Wer ewig strebend sich bemüht…

Das war der perfekte Abend: Nürnberg mit der besten Leistung seit dem Pokalendspiel gegen Stuttgart und der deutlichsten Dominanz seit dem 4-0 im damaligen Halbfinale gegen Frankfurt. Wenn der Club etwas gelernt hat in den letzten Jahren, dann ist es, in den engen Spielen voll da zu sein. Das zeigte sich selbst in der völlig missratenen Abstiegssaison im UEFA-Cup: gegen St. Petersburg (die Bayern 4-0 zerlegten) ein 2-2 in den letzten Minuten ertrotzt, im letzten Gruppenspiel gegen Alkmaar das Weiterkommen gesichert, gegen Benfica ca. 10 Minuten lang eine Runde weiter. Dass es auch in der Liga nicht reichte, lag nicht zuletzt daran, dass Schäfer in dieser Saison gefehlt hat. In gewisser Weise ist Schäfer sogar wichtiger als Köpke. Zu Köpkes Zeiten war die Mannschaft meistens so schlecht, dass ein Abstiegskandidat halt zufällig den besten Torwart (der Liga? Europas?) hatte. Heute macht Schäfer (nicht allein) den Unterschied zwischen einem Abstiegskandidaten und einer Mannschaft, die es auch auf die ersten sechs Plätze in Liga eins schaffen kann.

Gestern war Schäfer wieder einmal einer der Garanten für einen deutlichen Sieg, die beiden Großchancen hätte Andywinggamool nicht besser entschärfen können. Der Club war von der ersten Sekunde an wach, giftig und entschlossen. Er spielte wie die Heimmannschaft, Cottbus konterte im eigenen Stadion, nicht ungefährlich.

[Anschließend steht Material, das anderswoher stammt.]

PR #870, opened 2022-03-15
Launch Rails apps with default production environment variables

jsierles:
`RAILS_ENV` and `RAILS_LOG_TO_STDOUT` should probably be set up front.

### DIFF
--- a/internal/sourcecode/scan.go
+++ b/internal/sourcecode/scan.go
@@ -202,6 +202,11 @@ func configureRails(sourceDir string) (*SourceInfo, error) {
 				Value: string(masterKey),
 			},
 		}
+
+		s.Env = map[string]string{
+			"RAILS_ENV":           "production",
+			"RAILS_LOG_TO_STDOUT": "true",
+		}
 	}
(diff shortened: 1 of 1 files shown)


jsierles:
Yeah - I think it's good we set it here anyway. In general, our goal is to start moving configuration like this closer to the user so they're aware of where and how to customize it.

internal/sourcecode/scan.go
```diff
@@ -202,6 +202,11 @@ func configureRails(sourceDir string) (*SourceInfo, error) {
 				Value: string(masterKey),
 			},
 		}
+
+		s.Env = map[string]string{
+			"RAILS_ENV":           "production",
+			"RAILS_LOG_TO_STDOUT": "true",
+		}
```
getaaron, line 209: @jsierles Why is this only included if `config/master.key` is set? They seem unrelated - should they be outside the conditional?

jsierles: Good catch! I pushed a fix.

Einer der freudigen Aspekte: Isaac Boakye war der Matchwinner. Der alte Eintracht-Fan J.W. Goethe prägte für Spieler wie Boakye die Sentenz: Wer ewig strebend sich bemüht, den können wir erlösen. Und der immens fleißige und immens torungefährliche (vgl. Frühlingstraining am Valznerweiher) Boakye wurde erlöst. Diesmal war er nicht nur der Zuarbeiter, Ballverteiler, Zweikämpfer, diesmal traf er zweimal, einmal mit etwas Glück, einmal nach einem Xavi-Paß von Mintal zum 3-0. In diesem Spiel war auch zu sehen, wie technisch stark er ist, kaum vom Ball zu trennen dreht er geduldig seine Kreise bis er die Lücke findet.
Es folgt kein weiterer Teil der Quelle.